* [DATA PROVIDED]
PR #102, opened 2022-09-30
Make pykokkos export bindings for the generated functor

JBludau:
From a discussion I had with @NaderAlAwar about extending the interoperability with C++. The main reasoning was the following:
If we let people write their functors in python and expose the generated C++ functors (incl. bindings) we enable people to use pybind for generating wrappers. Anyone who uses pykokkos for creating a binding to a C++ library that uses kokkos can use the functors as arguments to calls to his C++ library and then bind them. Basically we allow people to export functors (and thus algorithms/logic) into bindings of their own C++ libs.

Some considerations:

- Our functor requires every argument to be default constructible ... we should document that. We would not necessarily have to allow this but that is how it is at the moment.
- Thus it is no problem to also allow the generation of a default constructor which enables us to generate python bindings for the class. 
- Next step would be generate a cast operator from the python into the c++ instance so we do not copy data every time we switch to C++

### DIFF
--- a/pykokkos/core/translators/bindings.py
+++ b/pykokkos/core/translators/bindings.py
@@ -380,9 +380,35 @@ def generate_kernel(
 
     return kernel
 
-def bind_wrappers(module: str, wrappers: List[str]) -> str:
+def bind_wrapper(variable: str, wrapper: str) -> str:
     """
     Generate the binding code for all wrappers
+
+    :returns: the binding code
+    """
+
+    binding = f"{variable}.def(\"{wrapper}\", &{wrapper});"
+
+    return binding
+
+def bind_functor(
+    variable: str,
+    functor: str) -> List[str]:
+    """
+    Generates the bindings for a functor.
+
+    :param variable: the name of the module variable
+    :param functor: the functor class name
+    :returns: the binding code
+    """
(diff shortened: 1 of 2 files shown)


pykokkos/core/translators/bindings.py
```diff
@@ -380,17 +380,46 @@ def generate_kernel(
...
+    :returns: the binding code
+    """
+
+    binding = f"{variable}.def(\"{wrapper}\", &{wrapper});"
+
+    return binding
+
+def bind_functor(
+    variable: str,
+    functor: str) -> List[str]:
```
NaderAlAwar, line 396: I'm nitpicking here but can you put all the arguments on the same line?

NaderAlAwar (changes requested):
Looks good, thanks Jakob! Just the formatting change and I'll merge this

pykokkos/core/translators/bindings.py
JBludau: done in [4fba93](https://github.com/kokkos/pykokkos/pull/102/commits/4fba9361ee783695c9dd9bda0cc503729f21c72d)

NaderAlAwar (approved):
==
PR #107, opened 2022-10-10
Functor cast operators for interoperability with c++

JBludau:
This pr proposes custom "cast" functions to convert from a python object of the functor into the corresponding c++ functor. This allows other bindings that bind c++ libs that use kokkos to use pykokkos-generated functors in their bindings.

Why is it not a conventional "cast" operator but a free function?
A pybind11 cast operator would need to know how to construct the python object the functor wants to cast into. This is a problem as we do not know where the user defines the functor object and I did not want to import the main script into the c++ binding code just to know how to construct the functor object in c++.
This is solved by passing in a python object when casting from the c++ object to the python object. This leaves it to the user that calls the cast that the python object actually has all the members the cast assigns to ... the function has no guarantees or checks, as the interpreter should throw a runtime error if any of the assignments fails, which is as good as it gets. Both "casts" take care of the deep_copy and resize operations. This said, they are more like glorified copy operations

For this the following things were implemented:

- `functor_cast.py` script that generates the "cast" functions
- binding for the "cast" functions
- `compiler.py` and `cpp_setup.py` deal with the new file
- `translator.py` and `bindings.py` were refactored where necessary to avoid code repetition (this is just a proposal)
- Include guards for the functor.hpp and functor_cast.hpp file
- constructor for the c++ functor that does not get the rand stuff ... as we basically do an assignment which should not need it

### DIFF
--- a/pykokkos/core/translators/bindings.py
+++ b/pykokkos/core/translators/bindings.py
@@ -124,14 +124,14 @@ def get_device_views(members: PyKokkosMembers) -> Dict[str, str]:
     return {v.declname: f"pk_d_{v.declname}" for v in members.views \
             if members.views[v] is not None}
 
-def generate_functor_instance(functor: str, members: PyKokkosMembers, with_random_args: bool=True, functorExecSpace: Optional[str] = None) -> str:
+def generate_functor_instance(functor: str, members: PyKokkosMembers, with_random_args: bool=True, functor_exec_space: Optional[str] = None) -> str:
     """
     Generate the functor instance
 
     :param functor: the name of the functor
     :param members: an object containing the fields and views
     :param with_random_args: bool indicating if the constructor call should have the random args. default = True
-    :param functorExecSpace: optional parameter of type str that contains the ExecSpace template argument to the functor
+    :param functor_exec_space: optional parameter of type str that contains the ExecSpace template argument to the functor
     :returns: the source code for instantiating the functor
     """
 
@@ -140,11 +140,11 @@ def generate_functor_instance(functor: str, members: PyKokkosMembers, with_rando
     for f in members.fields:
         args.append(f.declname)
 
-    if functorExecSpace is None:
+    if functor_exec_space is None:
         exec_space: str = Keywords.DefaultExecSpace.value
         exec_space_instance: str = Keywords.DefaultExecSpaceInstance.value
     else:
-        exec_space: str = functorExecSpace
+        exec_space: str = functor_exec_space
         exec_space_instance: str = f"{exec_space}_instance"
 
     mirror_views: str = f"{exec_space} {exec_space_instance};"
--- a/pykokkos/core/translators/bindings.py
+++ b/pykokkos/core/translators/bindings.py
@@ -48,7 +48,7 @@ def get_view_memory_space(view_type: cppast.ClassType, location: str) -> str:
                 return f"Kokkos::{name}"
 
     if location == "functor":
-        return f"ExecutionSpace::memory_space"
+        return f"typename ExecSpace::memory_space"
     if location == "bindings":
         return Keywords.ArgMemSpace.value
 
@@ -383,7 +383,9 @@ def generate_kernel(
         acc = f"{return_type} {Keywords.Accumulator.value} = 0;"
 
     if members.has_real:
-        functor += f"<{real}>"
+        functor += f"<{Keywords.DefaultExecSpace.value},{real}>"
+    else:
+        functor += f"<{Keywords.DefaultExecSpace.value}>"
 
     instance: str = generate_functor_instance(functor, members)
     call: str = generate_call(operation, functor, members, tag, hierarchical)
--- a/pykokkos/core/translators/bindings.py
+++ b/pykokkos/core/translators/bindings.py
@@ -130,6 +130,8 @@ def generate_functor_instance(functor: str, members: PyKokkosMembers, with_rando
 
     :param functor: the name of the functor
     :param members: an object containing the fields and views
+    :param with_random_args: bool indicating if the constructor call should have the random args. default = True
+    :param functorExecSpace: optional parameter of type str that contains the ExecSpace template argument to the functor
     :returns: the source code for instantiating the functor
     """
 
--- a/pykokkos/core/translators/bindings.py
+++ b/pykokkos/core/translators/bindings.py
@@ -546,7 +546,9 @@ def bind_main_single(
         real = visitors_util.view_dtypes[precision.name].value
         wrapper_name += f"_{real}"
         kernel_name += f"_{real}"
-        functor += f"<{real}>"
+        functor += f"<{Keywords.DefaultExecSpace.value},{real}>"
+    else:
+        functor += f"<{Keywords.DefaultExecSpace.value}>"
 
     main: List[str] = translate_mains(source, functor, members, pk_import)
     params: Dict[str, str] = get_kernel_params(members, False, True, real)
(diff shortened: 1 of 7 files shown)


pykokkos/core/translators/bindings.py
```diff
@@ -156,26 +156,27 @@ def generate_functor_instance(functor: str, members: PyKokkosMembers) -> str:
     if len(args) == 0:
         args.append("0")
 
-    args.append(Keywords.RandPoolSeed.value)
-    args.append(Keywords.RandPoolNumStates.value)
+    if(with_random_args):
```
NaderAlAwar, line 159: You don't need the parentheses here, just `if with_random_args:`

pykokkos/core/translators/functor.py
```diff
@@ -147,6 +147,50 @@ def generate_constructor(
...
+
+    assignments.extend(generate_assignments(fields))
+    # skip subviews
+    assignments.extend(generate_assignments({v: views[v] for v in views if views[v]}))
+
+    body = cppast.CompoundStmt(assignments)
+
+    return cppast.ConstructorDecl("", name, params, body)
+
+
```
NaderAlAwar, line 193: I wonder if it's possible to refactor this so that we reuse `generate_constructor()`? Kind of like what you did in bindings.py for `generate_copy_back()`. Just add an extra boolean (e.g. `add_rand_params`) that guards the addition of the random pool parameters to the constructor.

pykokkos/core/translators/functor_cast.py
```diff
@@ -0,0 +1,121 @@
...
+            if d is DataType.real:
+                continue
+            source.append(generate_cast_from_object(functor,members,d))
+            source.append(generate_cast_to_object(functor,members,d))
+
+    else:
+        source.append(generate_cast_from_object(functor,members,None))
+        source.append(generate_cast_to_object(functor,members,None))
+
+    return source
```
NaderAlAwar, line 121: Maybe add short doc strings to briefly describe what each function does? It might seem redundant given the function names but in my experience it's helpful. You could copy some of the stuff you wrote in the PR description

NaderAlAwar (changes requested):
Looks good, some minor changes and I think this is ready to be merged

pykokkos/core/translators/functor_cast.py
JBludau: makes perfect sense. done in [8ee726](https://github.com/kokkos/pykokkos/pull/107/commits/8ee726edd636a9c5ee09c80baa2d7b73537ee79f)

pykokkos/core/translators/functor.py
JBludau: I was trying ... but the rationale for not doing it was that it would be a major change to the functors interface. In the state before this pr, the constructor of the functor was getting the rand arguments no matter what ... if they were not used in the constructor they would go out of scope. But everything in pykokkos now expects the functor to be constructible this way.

* [WHAT THE EXERCISE ASKS] Reproduce every line from the preceding data in which the word "module" can be found.

* [COMPLETED EXERCISE]
-def bind_wrappers(module: str, wrappers: List[str]) -> str:
+    :param variable: the name of the module variable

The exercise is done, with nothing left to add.